(Saved entries)
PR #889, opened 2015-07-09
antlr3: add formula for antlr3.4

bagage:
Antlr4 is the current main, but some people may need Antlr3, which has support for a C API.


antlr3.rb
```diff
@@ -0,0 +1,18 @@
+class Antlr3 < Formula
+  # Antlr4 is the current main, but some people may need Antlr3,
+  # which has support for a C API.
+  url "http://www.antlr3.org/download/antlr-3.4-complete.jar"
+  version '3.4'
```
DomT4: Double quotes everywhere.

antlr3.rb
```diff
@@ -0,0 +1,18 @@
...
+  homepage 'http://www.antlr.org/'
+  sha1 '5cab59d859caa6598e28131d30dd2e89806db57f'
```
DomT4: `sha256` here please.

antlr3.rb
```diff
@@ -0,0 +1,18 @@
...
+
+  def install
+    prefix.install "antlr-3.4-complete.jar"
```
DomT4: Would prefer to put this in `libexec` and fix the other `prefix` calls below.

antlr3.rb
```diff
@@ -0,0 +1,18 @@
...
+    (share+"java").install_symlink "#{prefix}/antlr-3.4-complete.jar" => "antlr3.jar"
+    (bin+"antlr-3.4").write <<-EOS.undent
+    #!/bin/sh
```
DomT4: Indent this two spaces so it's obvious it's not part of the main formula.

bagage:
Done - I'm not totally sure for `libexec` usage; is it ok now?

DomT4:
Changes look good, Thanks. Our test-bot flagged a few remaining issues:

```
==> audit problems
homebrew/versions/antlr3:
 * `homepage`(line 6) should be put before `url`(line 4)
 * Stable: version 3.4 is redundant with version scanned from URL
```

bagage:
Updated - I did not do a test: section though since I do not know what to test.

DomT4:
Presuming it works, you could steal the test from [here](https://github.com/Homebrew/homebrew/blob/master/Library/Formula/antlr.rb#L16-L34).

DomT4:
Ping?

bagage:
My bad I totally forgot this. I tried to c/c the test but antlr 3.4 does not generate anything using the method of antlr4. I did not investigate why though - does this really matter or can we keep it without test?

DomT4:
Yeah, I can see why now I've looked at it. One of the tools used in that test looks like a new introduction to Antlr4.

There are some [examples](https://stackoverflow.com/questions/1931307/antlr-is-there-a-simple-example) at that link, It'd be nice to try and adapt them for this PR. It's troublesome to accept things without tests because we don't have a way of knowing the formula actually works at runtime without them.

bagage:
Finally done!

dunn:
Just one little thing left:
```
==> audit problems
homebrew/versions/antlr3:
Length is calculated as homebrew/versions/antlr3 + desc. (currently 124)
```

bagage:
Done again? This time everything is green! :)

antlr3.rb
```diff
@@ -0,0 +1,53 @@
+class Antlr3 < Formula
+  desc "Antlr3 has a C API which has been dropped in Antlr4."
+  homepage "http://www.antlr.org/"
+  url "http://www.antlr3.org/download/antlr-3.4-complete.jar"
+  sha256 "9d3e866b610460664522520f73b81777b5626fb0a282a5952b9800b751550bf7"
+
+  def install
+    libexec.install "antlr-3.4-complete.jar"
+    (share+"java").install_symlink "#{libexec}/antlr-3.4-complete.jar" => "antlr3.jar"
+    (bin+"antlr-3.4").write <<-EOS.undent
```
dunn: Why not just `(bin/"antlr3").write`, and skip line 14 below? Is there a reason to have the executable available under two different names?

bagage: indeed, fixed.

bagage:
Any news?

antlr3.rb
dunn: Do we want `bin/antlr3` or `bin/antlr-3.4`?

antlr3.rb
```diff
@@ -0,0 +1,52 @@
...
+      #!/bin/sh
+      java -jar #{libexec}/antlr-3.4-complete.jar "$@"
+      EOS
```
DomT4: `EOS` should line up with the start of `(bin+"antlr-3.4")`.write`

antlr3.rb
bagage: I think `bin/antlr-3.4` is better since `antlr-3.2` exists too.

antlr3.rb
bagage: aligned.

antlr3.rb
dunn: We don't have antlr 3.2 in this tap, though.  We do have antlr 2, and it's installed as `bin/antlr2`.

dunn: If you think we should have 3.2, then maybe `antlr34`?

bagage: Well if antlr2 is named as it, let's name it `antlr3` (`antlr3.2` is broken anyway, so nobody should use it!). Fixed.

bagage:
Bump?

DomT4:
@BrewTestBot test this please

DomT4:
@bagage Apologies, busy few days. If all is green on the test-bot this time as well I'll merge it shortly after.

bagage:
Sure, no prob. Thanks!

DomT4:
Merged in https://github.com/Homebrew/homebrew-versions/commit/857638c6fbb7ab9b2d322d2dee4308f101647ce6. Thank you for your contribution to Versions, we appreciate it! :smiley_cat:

# Task description:
If a line in the records contains the word "please", copy it out.

# Worked solution:
DomT4: `sha256` here please.
@BrewTestBot test this please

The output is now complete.